A perfect model would perfectly discriminate between positive and negative instances along all threshold settings until you get to the most liberal setting, which would consider all examples as positives. It would hug the upper left corner of the chart. An example of an extremely good model shown on an ROC chart is shown in the following figure:

A near perfect ML model. Don't believe it, this is about as rare in the real world as leprechauns playing polo while riding unicorns

ROC curves are generated by running the training data through the trained model to generate the predicted score (or probability) of the likelihood of a positive classification for each instance. The results are sorted in order with the most likely first. Each prediction is compared to the actual classification of the instance and a running score of the true positive rate and the false positive rate is kept as you move down the list.

Each true positive rate and false positive rate combination is graphed on the chart with a line connecting the points. In reality, an ROC curve is a step function that approaches a true curve, as the size of your training set grows.

As you move down the list into less and less likely positives (based on the model's prediction), this effectively shifts through a range of thresholds from most conservative (your top scoring instance) to the most liberal (your lowest scoring instance). The resulting curve shows the performance of your ML model along a wide range of threshold scenarios. When you are comparing ML models using ROC curves, you are comparing their performance under many difference threshold conditions. This gives you a fuller picture of performance.

ROC curve charts can be generated easily in R. Using the pROC package, you can generate chart images just using the roc and plot functions. Here is a simple example:

#load pROC library
library(pROC)
#create ROC object based on the model and its class lables
rocCurve <- roc(response = classFactors,
predictor = testPredictionsProb,
levels = rev(levels(classFactors))) #roc function assumes the second class is the target, so we will reverse labels

#plot curve
plot(rocCurve, legacy.axes = TRUE, identity = TRUE, col = "blue", add = FALSE)
#you can also add another model curve to the chart by calling this function again with the 'add = TRUE' option

The code will produce an ROC curve plot similar to the following example:

Example of an ROC curve plot in R.

The following are some benefits of using ROC curves:

  • Not sensitive to changes in class distributions: Shifts in the numbers of positive and negative examples will not affect the ML model's ROC curve, assuming the model remains as effective in discriminating between them.
  • Useful even if classification error costs are unequal: When the costs of false positives or benefits of the correct classification of positives change, the ROC curve is unaffected. Only the region of interest along the curve changes. In other words, the optimal threshold setting will shift but the shape of the curve will not.
  • Allows the comparison of the performance of different ML models along various threshold settings: Some models will perform best at conservative settings while others may be the best at more liberal settings. The best model, therefore, depends on the underlying business case.

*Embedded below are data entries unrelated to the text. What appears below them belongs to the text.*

PR #497, opened 2019-02-05
Pi-hole FTL v4.2.1

DL6ER:
Release fixing two issues:

- Blocking status display for `NODATA` and `NXDOMAIN` blocking modes
- File permission issues when using shared memory on systems that lack Linux capabilities support

It also adds in a new feature:
- Report both the user `pihole-FTL` **started** as and the user `pihole-FTL` **crashed** as in case it crashes and generated a crash ticket in `pihole-FTL.log`

### DIFF
--- a/dnsmasq/config.h
+++ b/dnsmasq/config.h
@@ -43,8 +43,8 @@
 #define HOSTSFILE "/etc/hosts"
 #define ETHERSFILE "/etc/ethers"
 #define DEFLEASE 3600 /* default lease time, 1 hour */
-#define CHUSER "nobody"
-#define CHGRP "dip"
+#define CHUSER "root"
+#define CHGRP "root"
 #define TFTP_MAX_CONNECTIONS 50 /* max simultaneous connections */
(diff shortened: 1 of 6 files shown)


dnsmasq/config.h
```diff
@@ -43,8 +43,8 @@
 #define HOSTSFILE "/etc/hosts"
 #define ETHERSFILE "/etc/ethers"
 #define DEFLEASE 3600 /* default lease time, 1 hour */
-#define CHUSER "nobody"
-#define CHGRP "dip"
+#define CHUSER "root"
+#define CHGRP "root"
```
Mcat12: Should this be noted as a FTL change?

pralor:

https://discourse.pi-hole.net/t/pi-hole-v4-2-available-with-shared-memory-new-blocking-modes-and-more/16763/10

pralor:

https://discourse.pi-hole.net/t/hotfix-release-of-pi-hole-v4-2-2/17472/1

PR #510, opened 2019-02-15
Pi-hole FTL v4.2.2

DL6ER:
This release simplifies the handling of the `overTime` data structures. These structures store the data of the queries over time (permitted / blocked) as well as the client-specific data needed to compute the following two graphics on the dashboard:

screenshot from 2019-02-15 17-46-56

To allow for this simplification, we fixated the length rolling to 24 hours. The option `MAXLOGAGE` can still be loaded to specify how much should be read from the database but can not be used any longer to, e.g., enlarge the displayed window. The change was long overdue and is necessary to keep the code maintainable. Some users have been suffering from a breakdown of the previously used fully dynamic memory handling. This release fixes these errors.


config.c
```diff
@@ -196,13 +196,13 @@ void read_FTLconf(void)
...
-	// defaults to: 24.0
-	config.maxlogage = 24*3600;
+	// defaults to: 24.0 via MAXLOGAGE defined in FTL.h
+	config.maxlogage = MAXLOGAGE*3600;
 	buffer = parse_FTLconf(fp, "MAXLOGAGE");
 
 	fvalue = 0;
 	if(buffer != NULL && sscanf(buffer, "%f", &fvalue))
-		if(fvalue >= 0.0f && value <= 744.0f)
+		if(fvalue >= 0.0f && fvalue <= 1.0f*MAXLOGAGE)
```
Mcat12: The documentation for `MAXLOGAGE` should be updated with the new maximum value.

Mcat12: Will be resolved with pi-hole/docs#91

PR #519, opened 2019-02-22
Pi-hole FTL v4.2.3

### LINKED ISSUE #496: FTL Crash

3

---

FTL should not crash

FTL crashed

- Running pihole after upgrade to v4.2 makes it crash after some time.
- It has crashed 3 times over 2 hour period after upgrade. Every time with crash in the same place.

```[2019-02-04 20:46:00.478] !!!!!!!!!!!!!!!!!!!!!!!!!!!!!!!!!!!!!!!!!!!!!!!!!!!!!!!!!!!!!!!!!!!!!!!!!!
[2019-02-04 20:46:00.478] ---------------------------->  FTL crashed!  <----------------------------
[2019-02-04 20:46:00.478] !!!!!!!!!!!!!!!!!!!!!!!!!!!!!!!!!!!!!!!!!!!!!!!!!!!!!!!!!!!!!!!!!!!!!!!!!!
[2019-02-04 20:46:00.478] Please report a bug at https://github.com/pi-hole/FTL/issues
[2019-02-04 20:46:00.479] and include in your report already the following details:

[2019-02-04 20:46:00.479] FTL has been running for 384 seconds
[2019-02-04 20:46:00.479] FTL branch: master
[2019-02-04 20:46:00.479] FTL version: v4.2
[2019-02-04 20:46:00.479] FTL commit: 178cc52
[2019-02-04 20:46:00.479] FTL date: 2019-02-03 08:42:40 -0800
[2019-02-04 20:46:00.479] FTL user: pihole
[2019-02-04 20:46:00.480] Received signal: Segmentation fault
[2019-02-04 20:46:00.480]      at address: 3065831424
[2019-02-04 20:46:00.480]      with code: SEGV_MAPERR (Address not mapped to object)
[2019-02-04 20:46:00.481] Backtrace:
[2019-02-04 20:46:00.482] B[0000]: /usr/bin/pihole-FTL(+0x1f860) [0x45c860]
[2019-02-04 20:46:00.482] B[0001]: /lib/arm-linux-gnueabihf/libc.so.6(__default_rt_sa_restorer+0) [0xb6d676c0]
[2019-02-04 20:46:00.482] B[0002]: /usr/bin/pihole-FTL(FTL_new_query+0x540) [0x467f00]
[2019-02-04 20:46:00.482] B[0003]: /usr/bin/pihole-FTL(receive_query+0x6c8) [0x47f7f4]
[2019-02-04 20:46:00.482] B[0004]: /usr/bin/pihole-FTL(+0x56dc0) [0x493dc0]
[2019-02-04 20:46:00.482] B[0005]: /usr/bin/pihole-FTL(main_dnsmasq+0xe7c) [0x495820]
[2019-02-04 20:46:00.483] B[0006]: /usr/bin/pihole-FTL(main+0xd4) [0x45a778]
[2019-02-04 20:46:00.483] B[0007]: /lib/arm-linux-gnueabihf/libc.so.6(__libc_start_main+0x114) [0xb6d51678]
[2019-02-04 20:46:00.483] Thank you for helping us to improve our FTL engine!
[2019-02-04 20:46:00.483] FTL terminated!
```

**Device specifics**

Hardware Type: rPi, VPS, etc
OS: Linux raspberrypi 4.14.79+ #1159 Sun Nov 4 17:28:08 GMT 2018 armv6l GNU/Linux

```
root@raspberrypi:/var/log# pihole version
  Pi-hole version is v4.2.1 (Latest: v4.2.1)
  AdminLTE version is v4.2 (Latest: v4.2)
  FTL version is v4.2 (Latest: v4.2)
```
```
Your debug token is: dcpx20ghx8
```

Thanks for great software 👍

DL6ER:
**This release fixes #496**

Issue
---

DNS requests and responses can happen over UDP or TCP. UDP is the most common, but TCP is used often for large responses or by some specific products (we have seen this with Netflix in the past). Handling TCP connections requires more communication with the client and server, so `pihole-FTL` creates TCP helper **processes** by forking.

When dynamically allocated shared memory objects get resized, they get resized, and then re-mapped. The problem is that if our shared memory object is now significantly larger and if this happens on a TCP handler process, the other processes were not notified about the virtual memory change keep using the old shared memory, i.e., they were using dangling pointers. This caused a memory corruption or access error when accessed.

Solution
---
This pull requests ensures that, when the space of virtual addresses changes, the other forks get notified and can re-map the shared memory objects to get possibly updated virtual memory addresses for their pointers.

### DIFF
--- a/shmem.c
+++ b/shmem.c
@@ -67,6 +67,10 @@ unsigned long long addstr(const char *str)
 	   !realloc_shm(&shm_strings, shm_strings.size + pagesize, true))
 		return 0;
 
+	// Store new string buffer size in corresponding counters entry
+	// for re-using when we need to re-map shared memory objects
+	counters->strings_MAX = shm_strings.size;
+
 	// Copy the C string pointed by str into the shared string buffer
 	strncpy(&((char*)shm_strings.ptr)[next_pos], str, len);
 	((char*)shm_strings.ptr)[next_pos + len] = '\0';
@@ -113,7 +117,7 @@ void remap_shm(void)
 	realloc_shm(&shm_domains, counters->domains_MAX*sizeof(domainsDataStruct), false);
 	realloc_shm(&shm_clients, counters->clients_MAX*sizeof(clientsDataStruct), false);
 	realloc_shm(&shm_forwarded, counters->forwarded_MAX*sizeof(forwardedDataStruct), false);
-	realloc_shm(&shm_strings, counters->strings_MAX*sizeof(char), false);
+	realloc_shm(&shm_strings, counters->strings_MAX, false);
 
 	// Update local counter to reflect that we absorbed this change
 	local_shm_counter = shmSettings->global_shm_counter;
@@ -125,6 +129,10 @@ void _lock_shm(const char* function, const int line, const char * file) {
 
 	if(debug) logg("Waiting for lock in %s() (%s:%i)", function, file, line);
 
+	int result = pthread_mutex_lock(&shmLock->lock);
+
+	if(debug) logg("Obtained lock for %s() (%s:%i)", function, file, line);
+
 	// Check if this process needs to remap the shared memory objects
 	if(shmSettings != NULL &&
 	   local_shm_counter != shmSettings->global_shm_counter)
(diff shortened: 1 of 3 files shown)


shmem.c
```diff
@@ -346,8 +406,9 @@ bool realloc_shm(SharedMemory *sharedMemory, size_t size) {
 	}
 
 	// Close shared memory object file descriptor as it is no longer
-	// needed after having called mmap()
-	close(fd);
+	// needed after having called ftruncate()
+	if(resize)
+		close(fd);
```
Mcat12: The file descriptor could be closed at the end of the first if block where we resize the memory, instead of waiting until here to close it. It's only used in a logging statement outside of the if block (and doesn't need to be there).

PR #522, opened 2019-02-24
Align overTime shared memory to struct size

Mcat12:

---

The overTime shared memory size is now a multiple of the struct size, which is required for the API to safely connect to shared memory.

### DIFF
--- a/shmem.c
+++ b/shmem.c
@@ -195,7 +195,7 @@ bool init_shmem(void)
 	counters->queries_MAX = pagesize;
 
 	/****************************** shared overTime struct ******************************/
-	size_t size = ((OVERTIME_SLOTS*sizeof(overTimeDataStruct))/pagesize + 1)*pagesize;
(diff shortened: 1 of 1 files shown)


DL6ER:
Implemented LCM algorithm as discussed. The API seems to have the hard requirement of not allowing any unused memory to be part of the shared memory object. By using the LCM, we can, at at least, reduce the memory requirements to 52K instead of 213KB. This is the minimum number that allows perfect page-alignment.

It will fail hard if the computed memory footprint exceeds the size returned by the LCM computing routine. This can only happen for `pagesize < 1024` which is something we will probably not encounter. However, if you want to add a fallback, feel free to do so.

Note that we might want to reuse this computation also for the `clients` structure later, since we currently allocate always enough memory for 4096 clients which most users will never even come close to. This could be part of a follow-up PR if we think it is worthwhile.

PR #524, opened 2019-02-28
Use LCM to compute optimal allocation step for dynamic shared memory objects

DL6ER:

## 10

---

Due to the requirement of having to be perfectly page-aligned for the API, we used to allocate the shared memory objects in steps of `pagesize`. While this seems meaningful for both, `queries` and `domains`, it doesn't seem useful for `clients` and `forwarded` as rarely any user should see more than 1000 entries in them.

This PR uses the recently added LCM calculator to compute the optimal (minimum) amount of memory that ensures perfect page-alignment.

- `clients`: Allocation step is now 512 instead of 4096. Memory initially needed by this object is now 324KB instead of 2.6MB. The effect is especially notable for `clients` as each client contains its private `overTime` structure which is consuming quite a bit of memory (648 bytes per client).

- `forwarded`: Allocation step is now 512 instead of 4096. Memory initially needed by this object is now 20KB instead of 160KB. The difference is smaller as the `forwarded` data is only 40 bytes each.

### DIFF
--- a/shmem.c
+++ b/shmem.c
@@ -230,9 +230,10 @@ bool init_shmem(void)
 
 	/****************************** shared forwarded struct ******************************/
 	// Try to create shared memory object
-	shm_forwarded = create_shm(SHARED_FORWARDED_NAME, pagesize*sizeof(forwardedDataStruct));
+	size = get_optimal_object_size(sizeof(forwardedDataStruct));
+	shm_forwarded = create_shm(SHARED_FORWARDED_NAME, size*sizeof(forwardedDataStruct));
 	forwarded = (forwardedDataStruct*)shm_forwarded.ptr;
-	counters->forwarded_MAX = pagesize;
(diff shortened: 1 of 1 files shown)


shmem.c
```diff
@@ -476,5 +485,5 @@ static size_t gcd(size_t a, size_t b)
 // in the shared memory object
 static size_t get_optimal_object_size(size_t objsize)
 {
-	return (pagesize*objsize)/gcd(pagesize, objsize);
+	return pagesize / gcd(pagesize, objsize);
```
DL6ER: Note that I removed the multiplication by `objsize` here to get the `number of struct elements` to be allocated instead of the number of bytes (`(number of struct elements)*(size of each element in bytes)`). We multiply this number by `sizeof ...` where it is necessary to get the number in Bytes.

PR #527, opened 2019-03-02
Fix shm crash caused by an insufficient obtained optimal structure size

DL6ER:

## 10

---

Under certain circumstances, it happened that the obtained optimal (= minimum) page-aligned was too small to hold the entire `overTime` array. Although there was a check for this, we only logged that there is an issue but a `exit(1);` was missing so FTL kept running. This inevitably lead to memory corruption.

We extend this by adding an additional parameter with which we can specify how many slots we want to have *at least*.


Mcat12:
Note that this is only a bug in development

PR #529, opened 2019-03-06
Prevent direct access to global objects queries, clients, domains, and forward

DL6ER:

## 10

---

This change removes the global objects:
- `queries`
- `clients`
- `domains`
- `forwarded`

They are now all only be available through corresponding getter functions that will return a pointer to exactly one specific entry. Each cal to a pointer getter is accompanied by corresponding boundary checks. We will have to evaluate if - and if how much - effect this has on FTL's performance.

This change does not affect the shared memory the API uses.

### DIFF
--- a/shmem.c
+++ b/shmem.c
@@ -37,10 +37,10 @@ static SharedMemory shm_overTime = { 0 };
 static SharedMemory shm_settings = { 0 };
 
 // Variable size array structs
-static queriesDataStruct *queries = NULL;
-static clientsDataStruct *clients = NULL;
-static domainsDataStruct *domains = NULL;
-static forwardedDataStruct *forwarded = NULL;
+static queriesData *queries = NULL;
+static clientsData *clients = NULL;
+static domainsData *domains = NULL;
+static forwardedData *forwarded = NULL;
 
 typedef struct {
 	pthread_mutex_t lock;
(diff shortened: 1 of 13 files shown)


shmem.c
```diff
@@ -511,3 +517,139 @@ static size_t get_optimal_object_size(size_t objsize, unsigned int minsize)
...
+		break;
+		default:
+			/* That cannot happen */
+			logg("Fatal error in memory_check(%i)", which);
+			exit(EXIT_FAILURE);
+		break;
+	}
+}
+
+queriesData* _getQuery(int queryID, bool checkMagic, int line, const char * function, const char * file)
```
Mcat12: This code is very repetitive across the `_get*` functions, could it be generalized into a function?

Makefile
```diff
@@ -66,7 +66,7 @@ CCFLAGS=-std=gnu11 -I$(IDIR) $(WARNFLAGS) -D_FILE_OFFSET_BITS=64 $(HARDENING_FLA
 # for dnsmasq we need the nettle crypto library and the gmp maths library
 # We link the two libraries statically. Although this increases the binary file size by about 1 MB, it saves about 5 MB of shared libraries and makes deployment easier
 #LIBS=-pthread -lnettle -lgmp -lhogweed
-LIBS=-pthread -Wl,-Bstatic -L/usr/local/lib -lhogweed -lgmp -lnettle -Wl,-Bdynamic -lrt -lcap
+LIBS=-pthread -lrt -lcap #-Wl,-Bstatic -L/usr/local/lib -lhogweed -lgmp -lnettle -Wl,-Bdynamic -lrt -lcap
```
Mcat12: Are these changes accidental?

The following are things to keep in mind with ROC curve analysis:

  • Difficult to use intuitively for multi-class models: It is hard to visualize beyond 2-dimensional space and the dimensions grow quickly with multi-class prediction models. There are methods to do this, but they are still not easy to interpret.
  • Hard to explain to non-analytical audiences: There is a learning curve to ROC curves (it is fun to use the word curve). However, non-specialist people can certainly learn how to understand it with repeated exposure. The author recommends educating them if possible. Organizations that understand these charts can use them when making cost/benefit business decisions. Once they get over the hump of learning to interpret the charts, they will find them very useful.